Add your own spans to capture business-level context like user queries, workflow inputs, and final outputs.

from braintrust import start_span

async def run_research(query: str):
with start_span(name="research-request", type="task") as span:
span.log(input={"query": query})

result = await client.execute_workflow(
ResearchWorkflow.run,
query,
id=f"research-{uuid.uuid4()}",
task_queue="research-task-queue",
)

span.log(output={"result": result})
return result

Manage prompts with load_prompt

Braintrust lets you manage prompts in a UI and deploy changes without code deploys.

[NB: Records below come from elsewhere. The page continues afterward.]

Issue #138, opened 2018-04-27
Lock one version for libs installed by `make tools`


MatousJobanek:
The target `make tools`installs several libraries into `$GOPATH`. The versions of the installed libraries reflect the latest state of the projects. This means that the versions of the libraries can be different in:
* local PR
* travis
* cico jobs that uses docker image

The versions should be locked to one specific commit/tag to keep the behavior consistent

PR #210, opened 2018-06-22
chore(#138): locks version for libraries installed by "make tools".

hemanik:
Locks version for the libraries installed by target `make tools` to provide consistent behavior across local PRs, Travis and cico jobs that use docker images by adding the timestamp to the tools to enable glide to vendor project dependencies.

Fixes: #138


MatousJobanek:
[make tools](https://github.com/arquillian/ike-prow-plugins/blob/master/.make/Makefile.build#L7-L12) is using `go get` command for fetching the tools/libraries, not glide dependency management. The change in `glide.yaml` file has no effect for the tools versions that are being fetched by `go get`

.make/Makefile.build
```diff
@@ -4,13 +4,19 @@ clean: ## Removes binary, cache folder and docker images
...
-tools: ## Installs required go tools
+tools: tools.timestamp
+
+tools.timestamp: ## Installs required go tools
 	@go get -u github.com/alecthomas/gometalinter && gometalinter --install
 	@go get -u github.com/onsi/ginkgo/ginkgo
 	@go get -u github.com/onsi/gomega
 	@go get -u golang.org/x/tools/cmd/goimports
 	@go get -u github.com/jteeuwen/go-bindata/...
+	@touch tools.timestamp
```
bartoszmajsak: What's the purpose for that file?

glide.yaml
```diff
@@ -25,10 +25,15 @@ import:
...
-
 - package: github.com/prometheus/client_golang
   version: faf4ec335fe01ae5a6a0eaa34a5a9333bfbd1a30
-
+- package: github.com/alecthomas/gometalinter
+  version: 46cc1ea3778b247666c2949669a3333c532fa9c6
+- package: github.com/jteeuwen/go-bindata
+  version: 6025e8de665b31fa74ab1a66f2cddd8c0abf887e 
+- package: golang.org/x/tools/cmd/goimports
+  version: 77106db15f689a60e7d4e085d967ac557b918fb2
```
bartoszmajsak: This is not used by our code, so shouldn't be here. 

As `go get` doesn't support versioning, we have two options for `tools` target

The workflow is:

  1. Develop prompts in code, see results in Braintrust traces
  2. Create a prompt in the Braintrust UI from your best version
  3. Evaluate different versions using Braintrust's eval tools
  4. Deploy by pointing your code at the Braintrust prompt
  5. Iterate in the UI—changes go live without code deploys

To load a prompt from Braintrust in your Activity:

import braintrust
from temporalio import activity

@activity.defn
async def invoke_model(prompt_slug: str, user_input: str) -> str:
# Load prompt from Braintrust
prompt = braintrust.load_prompt(
project=os.environ.get("BRAINTRUST_PROJECT", "my-project"),
slug=prompt_slug,
)

# Build returns the full prompt configuration
built = prompt.build()

# Extract system message
system_content = None
for msg in built.get("messages", []):
if msg.get("role") == "system":
system_content = msg["content"]
break

client = wrap_openai(AsyncOpenAI(max_retries=0))

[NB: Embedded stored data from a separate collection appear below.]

Issue #127, opened 2018-04-20
Migrate from glide to golang dep


dipak-pawar:
I don't the reason behind why we decided to use `glide` for dependency management, But as the Go community now has the `dep` project to manage dependencies. It would be good to use this(dep) as in near future `glide` will be in maintenance mode instead of active development.

Ref - https://github.com/Masterminds/glide#golang-dep

bartoszmajsak:
> I don't the reason behind why we decided to use glide for dependency management,

The reason is/was that at the moment of creating the project godep was still not the "one and only tool" for dependency management in Go. Also it was familiar for me to get this project up and running very fast as I used it in the past in other go code I wrote. And apart from that - this statement could be a bit more constructive.

Good find with the maintenance mode though - we should migrate at some point, but I don't see it as a high priority, to be honest. OTOH, it's less than 1d of work so we can sneak it in when we have some capacity.

PR #211, opened 2018-06-22
chore(#127): migrate from glide to dep

MatousJobanek:
* replaced glide by dep
* target for updating dependencies is `make ensure`

Fixes: #127

### DIFF
--- a/.travis.yml
+++ b/.travis.yml
@@ -29,7 +29,7 @@ before_install:
     fi'
 
 install:
-  - curl https://raw.githubusercontent.com/golang/dep/master/install.sh | sh
+  - curl https://raw.githubusercontent.com/golang/dep/1550da37d8fab9ed2dbc4bd04290e6c8dd3ff04a/install.sh | sh
   - make tools
   - make install
 


.make/Makefile.build
```diff
@@ -12,19 +12,15 @@ tools: ## Installs required go tools
...
-.PHONY: up
-up: generate ## Updates all dependencies defined for glide
-	glide up -v
-
-.PHONY: up-skip-test-quick
-up-skip-test-quick:
-	glide update --skip-test --quick ## Updates only things in glide.yaml and skips tests
+.PHONY: ensure
+ensure: generate ## Updates all dependencies defined for dep
+	dep ensure -update -v
```
bartoszmajsak: Maybe we call it `update` instead? both `dep` targets are using `ensure`, so I was thinking maybe it would be better to name the targets closer to what they do?

setup.sh
```diff
@@ -48,9 +48,9 @@ function install_go_bins() {
       "${LIGHT_GREEN}export GOPATH=\$GOPATH:~/code/golang${CLEAR}"
   fi
 
-  if [ -z $(which glide 2>/dev/null) ]; then
-    echo -e "${CLEAR}${LIGHT_GREEN}Installing glide${CLEAR}"
-    curl https://glide.sh/get | sh
+  if [ -z $(which dep 2>/dev/null) ]; then
+    echo -e "${CLEAR}${LIGHT_GREEN}Installing dep${CLEAR}"
+    curl https://raw.githubusercontent.com/golang/dep/master/install.sh | sh
```
bartoszmajsak: Are we using `master` or do we want to have it locked to last known working version?

.make/Makefile.build
MatousJobanek: Good point - I'll rename it

setup.sh
MatousJobanek: So, I cannot use the tag because the script wasn't there yet... I'll use the latest commit then...

Issue #201, opened 2018-06-15
Add message hint to PR sanitizer explaining what is missing/wrong


MatousJobanek:
If the PR title/description doesn't comply with the pre-defined structure, then the plugin should add a message hint explaining what is missing/wrong.

MatousJobanek:
Reopening this issue as the PR #213 solves only half of it.

Issue #5, opened 2018-02-26
PR description verification


bartoszmajsak:
- [ ] Simple check if PR content is not too short (let's consider anything shorter than 32 (?) characters not sufficient). If that's the case comment on the PR asking for a more elaborated description.
- [ ] Checks if PR has link to issue so it can  be closed when PR is merged (https://github.com/blog/1506-closing-issues-via-pull-requests)

PR #213, opened 2018-06-26
 feat(#5): verify pr description in pr-sanitizer

dipak-pawar:
*Changes Proposed in this PR*
* Description Length verification - expecting description length should be more than 50 characters excluding issue link and keywords. If a length is too short, commenting on PR for more elaborated description. 
* Issue Link Verification - Expecting at least one issue link as a part of PR description

Fixes: #5, Fixes: #201


pkg/plugin/pr-sanitizer/event_handler.go
```diff
@@ -43,13 +30,51 @@ var (
 	defaultTypes          = []string{"chore", "docs", "feat", "fix", "refactor", "style", "test"}
 )
 
+// DescriptionShortMessage is message notification for contributor about PR short description content.
+const DescriptionShortMessage = "Hey @%s! It seems that PR description is too short. More elaborated description will be helpful to " +
+	"understand changes proposed in this PR."
+
+// HandleEvent is an entry point for the plugin logic. This method is invoked by the Server when
+// events are dispatched from the /hook service
+func (gh *GitHubLabelsEventsHandler) HandleEvent(log log.Logger, eventType github.EventType, payload []byte) error {
```
hemanik: The `HandleEvent` is changed via https://github.com/arquillian/ike-prow-plugins/pull/208. Please update this accordingly.

hemanik: How about renaming `GitHubLabelsEventsHandler` to `GitHubPRSanitizerEventsHandler` or something similar since we do not do anything with the `Labels` here.

pkg/plugin/pr-sanitizer/event_handler.go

response = await client.chat.completions.create(
model="gpt-4o",
messages=[
{"role": "system", "content": system_content},
{"role": "user", "content": user_input},
],
)

return response.choices[0].message.content
tip

Provide a fallback prompt in your code for resilience. If Braintrust is unavailable, your Workflow continues with the hardcoded prompt.

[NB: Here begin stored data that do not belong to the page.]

PR #7959, opened 2021-06-21
SPO/6751 cvv i18n

### LINKED ISSUE #6751: Use the translation of a controlled vocabulary in the oai_ddi

qqmyers:
**What this PR does / why we need it**: This PR adds support for reporting (internal) controlled vocabulary values in the DDI XML metadata export, improving CESSDA conformance. When translations are available, CVV values are reported in the dataset's metadata language (as defined in #7958) and in the Dataverse instance's default locale's language, if that is different.

This PR applies the new mechanism to the subject field in the citation block and includes support for several socialscience metadatablock fields that are currently not CVV, but have been changed by Sciences PO using what I think are standard values - (see https://github.com/IQSS/dataverse/commit/28eafaa0ca2a69b937dd14b4865adf352f97691a) which will probably result in another PR.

DEFAULT_SYSTEM_PROMPT = "You are a helpful assistant."

try:
prompt = braintrust.load_prompt(project="my-project", slug="my-prompt")
system_content = extract_system_message(prompt.build())
except Exception as e:
activity.logger.warning(f"Failed to load prompt: {e}. Using fallback.")
system_content = DEFAULT_SYSTEM_PROMPT

Example: Deep Research Agent

The deep research sample demonstrates a complete AI agent that:

  • Plans research strategies
  • Generates search queries
  • Executes web searches in parallel
  • Synthesizes findings into comprehensive reports

The sample shows all integration patterns: wrapped OpenAI client, BraintrustPlugin on Worker and Client, custom spans, and prompt management with load_prompt().

To run the sample:

# Terminal 1: Start Temporal
temporal server start-dev

# Terminal 2: Start the worker
export BRAINTRUST_API_KEY="your-api-key"
export OPENAI_API_KEY="your-api-key"
export BRAINTRUST_PROJECT="deep-research"
uv run python -m worker

# Terminal 3: Run a research query
uv run python -m start_workflow "What are the latest advances in quantum computing?"